(Saved entries)
PR #14228, opened 2025-01-25
Qt6.8: Ensure Mixxx uses "windowsvista" Qt style on Windows

JoergAtGithub:
- Ensure Mixxx uses "windowsvista" Qt style on Windows, as our skinning looks inconsistent with Qt's "windows" or "windows11" styles
- Add logging of the selected style on all platforms

### DIFF
--- a/src/main.cpp
+++ b/src/main.cpp
@@ -3,6 +3,7 @@
 #include <QPixmapCache>
 #include <QString>
 #include <QStringList>
+#include <QStyle>
 #include <QTextCodec>
 #include <QThread>
 #include <QtDebug>
@@ -142,6 +143,26 @@ void adjustScaleFactor(CmdlineArgs* pArgs) {
     }
 }
 
+void applyStyleOverride(CmdlineArgs* pArgs) {
+    if (!pArgs->getStyle().isEmpty()) {
+        qDebug() << "Default style is overwritten by command line argument "
+                    "-style"
+                 << pArgs->getStyle();
+        QApplication::setStyle(pArgs->getStyle());
+        return;
+    }
+    if (qEnvironmentVariableIsSet("QT_STYLE_OVERRIDE")) {
+        QString styleOverride = QString::fromLocal8Bit(qgetenv("QT_STYLE_OVERRIDE"));
+        if (!styleOverride.isEmpty()) {
+            // The environment variable overrides the command line option
+            qDebug() << "Default style is overwritten by env variable "
+                        "QT_STYLE_OVERRIDE"
+                     << styleOverride;
+            QApplication::setStyle(styleOverride);
+        }
+    }
+}
+
 } // anonymous namespace
 
 int main(int argc, char * argv[]) {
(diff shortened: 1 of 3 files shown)


daschuer:
Does QT_STYLE_OVERRIDE environment variable still work? I think it should if user needs to fix a corner case. 

Do we want to make the 2.5 branch also work with the 2.6 environment? I can imagine that this can be convenient for us developers.

JoergAtGithub:
No it does not work - and I do not plan to spend work for this env variable, which we never documented.
If you prefer, I retarget this to 2.5.

daschuer:
Yes. Please Target 2.5.

daschuer:
This is working for all Qt applications by default: 
https://doc.qt.io/qt-6/qapplication.html#QApplication

This code breaks it for windows. 

The main issue is that Qt prints also a warning message that a certain style is used for override. This message is wrong if we change it afterwards and should be avoided. 

It looks like `QApplication::setStyle("windowsvista");` can be set outside QApplication, before MixxxApplication(). 
This way QT_STYLE_OVERRIDE will still work and everything is fine.

src/main.cpp
```diff
@@ -142,6 +143,26 @@ void adjustScaleFactor(CmdlineArgs* pArgs) {
     }
 }
 
+void getStyleOverride(CmdlineArgs* pArgs) {
```
daschuer, line 146: This dos not rellay "get" anything. Do we have a better name?

src/main.cpp
```diff
@@ -142,6 +143,26 @@ void adjustScaleFactor(CmdlineArgs* pArgs) {
...
+    if (!pArgs->getStyle().isEmpty()) {
+        qDebug() << "Default style is overwritten by command line argument "
+                    "-style"
+                 << pArgs->getStyle();
+        QApplication::setStyle(pArgs->getStyle());
```
daschuer, line 151: Isn't this redundant?

daschuer (changes requested):

src/main.cpp
```diff
@@ -208,6 +229,21 @@ int main(int argc, char * argv[]) {
 
     MixxxApplication app(argc, argv);
 
+#if defined(Q_OS_WIN)
+    // The Mixxx style is based on Qt's WindowsVista style
+    QApplication::setStyle("windows");
```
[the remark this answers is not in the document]
JoergAtGithub: Thanks for catching `"windows"` that was my debug version accidental commited. 

Setting the style before does not work, its always overwritten by the constructor of MixxxApplication.

src/main.cpp
JoergAtGithub: No it's not. Without the branch would be out of any effect.

src/main.cpp
JoergAtGithub: Renamed to `applyStyleOverride`

src/main.cpp
```diff
@@ -208,6 +229,21 @@ int main(int argc, char * argv[]) {
 
     MixxxApplication app(argc, argv);
 
+#if defined(Q_OS_WIN)
+    // The Mixxx style is based on Qt's WindowsVista style
+    QApplication::setStyle("windowsvista");
+#endif
```
daschuer, line 235: I have just double checked on Linux using QT 6.2.4. and confirmed that you can move this block above `MixxxApplication app(argc, argv);` and remove `applyStyleOverride(&args);`

src/util/cmdlineargs.cpp
```diff
@@ -350,6 +350,15 @@ bool CmdlineArgs::parse(const QStringList& arguments, CmdlineArgs::ParseMode mod
     parser.addOption(debugAssertBreak);
     parser.addOption(debugAssertBreakDeprecated);
 
+    const QCommandLineOption styleOption(QStringLiteral("style"),
+            forUserFeedback
+                    ? QCoreApplication::translate("CmdlineArgs",
+                              "Sets the application GUI style. Possible values "
+                              "depend on your system configuration.")
```
daschuer, line 357:
```suggestion
                              "Sets the application GUI style. Possible values: %1")
                              .arg(QStyleFactory::keys().join(QStringLiteral(", ")))
```
And 
```
#include <QStyleFactory>
```
above

daschuer (changes requested):

src/main.cpp
JoergAtGithub: I tested this, it does not work on my system, MixxxApplication app(argc, argv) overrides the style every time. It works neither with Qt6.5 nor with Qt6.8.

daschuer (approved):
LGTM Thank you.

*WHAT THIS TASK INVOLVES*: Copy out each line of the data that has the word "QStringLiteral" in it.

*WRITTEN ANSWER*:
+    const QCommandLineOption styleOption(QStringLiteral("style"),
                              .arg(QStyleFactory::keys().join(QStringLiteral(", ")))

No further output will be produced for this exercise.